> Exercise materials:
PR #1218, opened 2021-08-19
Tooltip: use the same text color as in GTK

tintou:
Also simplify it a bit and avoid storing properties over and over

### DIFF
--- a/src/Widgets/Tooltip.vala
+++ b/src/Widgets/Tooltip.vala
@@ -20,7 +20,7 @@
  * Clutter actor to display text in a tooltip-like component.
  */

> Task description:
In the records above, find the line containing "Tooltip: use the same text color as in GTK" and print it and every later line exactly, through the last one.

> Written answer:
Tooltip: use the same text color as in GTK

tintou:
Also simplify it a bit and avoid storing properties over and over

### DIFF
--- a/src/Widgets/Tooltip.vala
+++ b/src/Widgets/Tooltip.vala
@@ -20,7 +20,7 @@
  * Clutter actor to display text in a tooltip-like component.
  */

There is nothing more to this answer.